## [Required work]
Copy every line of the following data that includes the string "step".

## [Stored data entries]
· · · · ·

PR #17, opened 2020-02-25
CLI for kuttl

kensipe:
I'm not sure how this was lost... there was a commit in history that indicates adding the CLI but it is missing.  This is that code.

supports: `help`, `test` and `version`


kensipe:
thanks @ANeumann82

· · · · ·

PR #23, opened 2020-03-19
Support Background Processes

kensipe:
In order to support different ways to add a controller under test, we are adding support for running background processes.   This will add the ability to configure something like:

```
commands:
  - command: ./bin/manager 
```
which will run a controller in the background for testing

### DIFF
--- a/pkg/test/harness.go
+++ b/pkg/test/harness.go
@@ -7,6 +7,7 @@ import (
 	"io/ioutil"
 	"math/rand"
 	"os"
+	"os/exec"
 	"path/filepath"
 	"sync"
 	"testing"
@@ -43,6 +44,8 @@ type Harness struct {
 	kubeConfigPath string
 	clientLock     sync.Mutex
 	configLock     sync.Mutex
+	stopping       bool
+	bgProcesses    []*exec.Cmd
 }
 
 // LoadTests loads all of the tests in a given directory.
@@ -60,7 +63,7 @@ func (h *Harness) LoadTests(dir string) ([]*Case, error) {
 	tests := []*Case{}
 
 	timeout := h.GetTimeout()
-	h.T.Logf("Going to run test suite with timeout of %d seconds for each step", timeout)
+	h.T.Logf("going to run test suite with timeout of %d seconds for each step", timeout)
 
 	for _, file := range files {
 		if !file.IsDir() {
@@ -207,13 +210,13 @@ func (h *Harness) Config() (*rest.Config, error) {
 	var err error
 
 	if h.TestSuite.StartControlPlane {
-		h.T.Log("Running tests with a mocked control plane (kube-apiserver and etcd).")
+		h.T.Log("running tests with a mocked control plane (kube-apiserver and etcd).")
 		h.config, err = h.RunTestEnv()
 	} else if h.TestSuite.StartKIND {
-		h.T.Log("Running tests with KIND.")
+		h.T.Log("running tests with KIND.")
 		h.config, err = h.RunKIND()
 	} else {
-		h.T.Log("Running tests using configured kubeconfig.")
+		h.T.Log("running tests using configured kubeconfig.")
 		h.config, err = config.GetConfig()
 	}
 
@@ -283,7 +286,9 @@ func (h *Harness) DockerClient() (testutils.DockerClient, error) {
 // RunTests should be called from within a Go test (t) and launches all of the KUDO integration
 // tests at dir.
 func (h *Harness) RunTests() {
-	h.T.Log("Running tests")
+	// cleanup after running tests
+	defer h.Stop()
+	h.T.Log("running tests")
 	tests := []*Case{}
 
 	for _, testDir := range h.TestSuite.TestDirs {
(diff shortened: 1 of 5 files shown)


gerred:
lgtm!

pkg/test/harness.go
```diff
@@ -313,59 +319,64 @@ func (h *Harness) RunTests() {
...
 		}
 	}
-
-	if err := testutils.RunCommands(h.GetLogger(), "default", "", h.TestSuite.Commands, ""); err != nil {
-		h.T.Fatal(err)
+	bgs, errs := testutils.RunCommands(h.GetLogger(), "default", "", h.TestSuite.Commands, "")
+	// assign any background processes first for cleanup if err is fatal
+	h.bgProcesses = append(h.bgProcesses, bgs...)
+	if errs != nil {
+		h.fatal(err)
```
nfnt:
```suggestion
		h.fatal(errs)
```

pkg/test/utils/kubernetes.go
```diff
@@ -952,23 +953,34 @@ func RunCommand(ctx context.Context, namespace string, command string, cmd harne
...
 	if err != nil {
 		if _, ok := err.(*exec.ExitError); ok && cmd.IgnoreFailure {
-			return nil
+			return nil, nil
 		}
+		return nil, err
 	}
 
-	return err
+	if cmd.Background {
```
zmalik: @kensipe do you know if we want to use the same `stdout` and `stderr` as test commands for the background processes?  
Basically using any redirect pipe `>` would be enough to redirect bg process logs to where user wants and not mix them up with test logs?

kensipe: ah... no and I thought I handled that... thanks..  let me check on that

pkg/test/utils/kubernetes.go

· · · · ·

## [Output for this exercise]
-	h.T.Logf("Going to run test suite with timeout of %d seconds for each step", timeout)
+	h.T.Logf("going to run test suite with timeout of %d seconds for each step", timeout)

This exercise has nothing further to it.